→ **INFORMATION SHOWN**
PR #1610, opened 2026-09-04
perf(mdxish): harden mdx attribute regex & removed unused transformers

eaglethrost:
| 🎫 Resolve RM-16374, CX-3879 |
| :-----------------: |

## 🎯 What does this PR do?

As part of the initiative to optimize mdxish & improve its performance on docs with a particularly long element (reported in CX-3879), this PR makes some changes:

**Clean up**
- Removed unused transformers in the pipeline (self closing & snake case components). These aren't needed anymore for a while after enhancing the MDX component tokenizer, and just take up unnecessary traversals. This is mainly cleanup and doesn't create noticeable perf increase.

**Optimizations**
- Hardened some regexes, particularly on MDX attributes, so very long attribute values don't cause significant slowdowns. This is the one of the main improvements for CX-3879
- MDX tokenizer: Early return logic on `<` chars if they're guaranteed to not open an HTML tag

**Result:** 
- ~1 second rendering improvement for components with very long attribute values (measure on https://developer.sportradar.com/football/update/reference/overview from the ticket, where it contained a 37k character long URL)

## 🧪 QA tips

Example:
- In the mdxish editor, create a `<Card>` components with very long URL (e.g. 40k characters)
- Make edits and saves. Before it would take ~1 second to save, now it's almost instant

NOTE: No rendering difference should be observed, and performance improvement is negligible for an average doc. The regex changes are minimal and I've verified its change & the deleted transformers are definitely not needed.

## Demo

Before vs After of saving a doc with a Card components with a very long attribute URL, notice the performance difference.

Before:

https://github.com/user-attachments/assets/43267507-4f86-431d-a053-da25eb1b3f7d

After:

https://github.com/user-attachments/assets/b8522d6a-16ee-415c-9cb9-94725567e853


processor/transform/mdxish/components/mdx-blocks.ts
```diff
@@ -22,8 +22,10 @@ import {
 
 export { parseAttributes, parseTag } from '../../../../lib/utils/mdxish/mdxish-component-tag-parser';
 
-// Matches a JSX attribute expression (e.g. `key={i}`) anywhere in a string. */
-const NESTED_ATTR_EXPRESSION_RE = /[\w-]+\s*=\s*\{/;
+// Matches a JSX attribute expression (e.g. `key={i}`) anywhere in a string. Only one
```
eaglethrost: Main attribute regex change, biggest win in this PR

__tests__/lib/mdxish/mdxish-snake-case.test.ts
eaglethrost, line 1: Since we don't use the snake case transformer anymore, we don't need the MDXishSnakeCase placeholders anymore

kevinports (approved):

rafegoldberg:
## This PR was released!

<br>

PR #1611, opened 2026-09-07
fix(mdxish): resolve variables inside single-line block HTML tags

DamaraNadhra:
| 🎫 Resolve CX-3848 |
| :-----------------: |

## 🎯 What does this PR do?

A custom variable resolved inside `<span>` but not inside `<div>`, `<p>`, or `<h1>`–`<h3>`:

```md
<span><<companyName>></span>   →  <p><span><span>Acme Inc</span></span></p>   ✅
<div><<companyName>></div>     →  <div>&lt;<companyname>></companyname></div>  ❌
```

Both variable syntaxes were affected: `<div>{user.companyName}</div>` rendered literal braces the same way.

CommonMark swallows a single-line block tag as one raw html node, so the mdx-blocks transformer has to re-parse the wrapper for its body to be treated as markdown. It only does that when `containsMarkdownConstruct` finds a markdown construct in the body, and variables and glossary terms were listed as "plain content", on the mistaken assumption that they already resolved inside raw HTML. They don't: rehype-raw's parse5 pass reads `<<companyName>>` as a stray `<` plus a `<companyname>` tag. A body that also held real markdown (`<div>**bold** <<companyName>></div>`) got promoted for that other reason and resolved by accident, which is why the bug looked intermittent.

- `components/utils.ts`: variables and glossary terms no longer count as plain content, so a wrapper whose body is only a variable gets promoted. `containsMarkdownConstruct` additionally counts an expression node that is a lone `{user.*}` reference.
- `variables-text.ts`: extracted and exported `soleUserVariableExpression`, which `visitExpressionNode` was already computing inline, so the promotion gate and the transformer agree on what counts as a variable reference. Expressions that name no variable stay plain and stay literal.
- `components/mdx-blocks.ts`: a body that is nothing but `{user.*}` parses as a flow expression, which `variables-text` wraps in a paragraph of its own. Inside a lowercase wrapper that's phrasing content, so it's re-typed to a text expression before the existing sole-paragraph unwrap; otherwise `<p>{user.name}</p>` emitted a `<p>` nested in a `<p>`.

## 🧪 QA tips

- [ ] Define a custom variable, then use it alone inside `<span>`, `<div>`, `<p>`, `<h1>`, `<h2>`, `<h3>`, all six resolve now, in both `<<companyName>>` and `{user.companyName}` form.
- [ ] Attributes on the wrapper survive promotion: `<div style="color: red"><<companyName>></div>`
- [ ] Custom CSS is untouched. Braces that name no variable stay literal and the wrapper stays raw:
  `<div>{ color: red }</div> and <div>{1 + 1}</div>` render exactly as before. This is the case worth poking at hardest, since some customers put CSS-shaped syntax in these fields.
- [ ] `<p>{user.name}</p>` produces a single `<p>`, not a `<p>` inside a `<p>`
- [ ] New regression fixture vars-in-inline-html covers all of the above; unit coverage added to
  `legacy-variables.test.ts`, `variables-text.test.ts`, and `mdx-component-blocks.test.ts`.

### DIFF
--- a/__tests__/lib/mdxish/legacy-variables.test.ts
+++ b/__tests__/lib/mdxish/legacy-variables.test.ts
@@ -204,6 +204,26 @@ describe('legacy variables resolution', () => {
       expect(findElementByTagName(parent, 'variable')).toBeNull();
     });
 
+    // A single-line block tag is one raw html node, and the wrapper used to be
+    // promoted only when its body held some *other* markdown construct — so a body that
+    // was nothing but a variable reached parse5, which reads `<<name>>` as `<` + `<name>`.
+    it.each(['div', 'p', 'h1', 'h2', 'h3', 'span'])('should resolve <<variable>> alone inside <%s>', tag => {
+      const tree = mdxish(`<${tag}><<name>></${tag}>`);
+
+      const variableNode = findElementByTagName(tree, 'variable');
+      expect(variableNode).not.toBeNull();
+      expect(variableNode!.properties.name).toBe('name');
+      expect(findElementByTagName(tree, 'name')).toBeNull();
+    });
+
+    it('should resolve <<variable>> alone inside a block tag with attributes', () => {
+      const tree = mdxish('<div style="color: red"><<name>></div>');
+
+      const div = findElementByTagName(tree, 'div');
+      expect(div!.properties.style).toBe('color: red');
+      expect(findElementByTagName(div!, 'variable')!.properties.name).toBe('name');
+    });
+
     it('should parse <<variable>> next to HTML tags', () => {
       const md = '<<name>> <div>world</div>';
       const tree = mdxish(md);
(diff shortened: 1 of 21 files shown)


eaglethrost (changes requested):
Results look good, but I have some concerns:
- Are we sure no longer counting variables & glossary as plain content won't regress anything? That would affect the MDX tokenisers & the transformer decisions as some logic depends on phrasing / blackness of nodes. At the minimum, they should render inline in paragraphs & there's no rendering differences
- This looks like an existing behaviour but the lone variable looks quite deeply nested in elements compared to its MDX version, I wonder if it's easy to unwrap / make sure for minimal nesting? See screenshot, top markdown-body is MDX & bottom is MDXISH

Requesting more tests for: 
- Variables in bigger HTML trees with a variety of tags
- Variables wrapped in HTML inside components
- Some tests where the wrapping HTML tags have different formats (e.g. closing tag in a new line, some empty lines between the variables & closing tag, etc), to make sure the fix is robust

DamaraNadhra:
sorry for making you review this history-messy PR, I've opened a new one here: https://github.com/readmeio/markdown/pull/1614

→ **EXERCISE DESCRIPTION**
Of the entries above, repeat exactly the lines between the line with "was nothing but" and the line with "variableNode = findElementByTagName(tree, 'variable');", inclusive, and no others.

→ **ANSWER TO THE PROBLEM**
+    // was nothing but a variable reached parse5, which reads `<<name>>` as `<` + `<name>`.
+    it.each(['div', 'p', 'h1', 'h2', 'h3', 'span'])('should resolve <<variable>> alone inside <%s>', tag => {
+      const tree = mdxish(`<${tag}><<name>></${tag}>`);
+
+      const variableNode = findElementByTagName(tree, 'variable');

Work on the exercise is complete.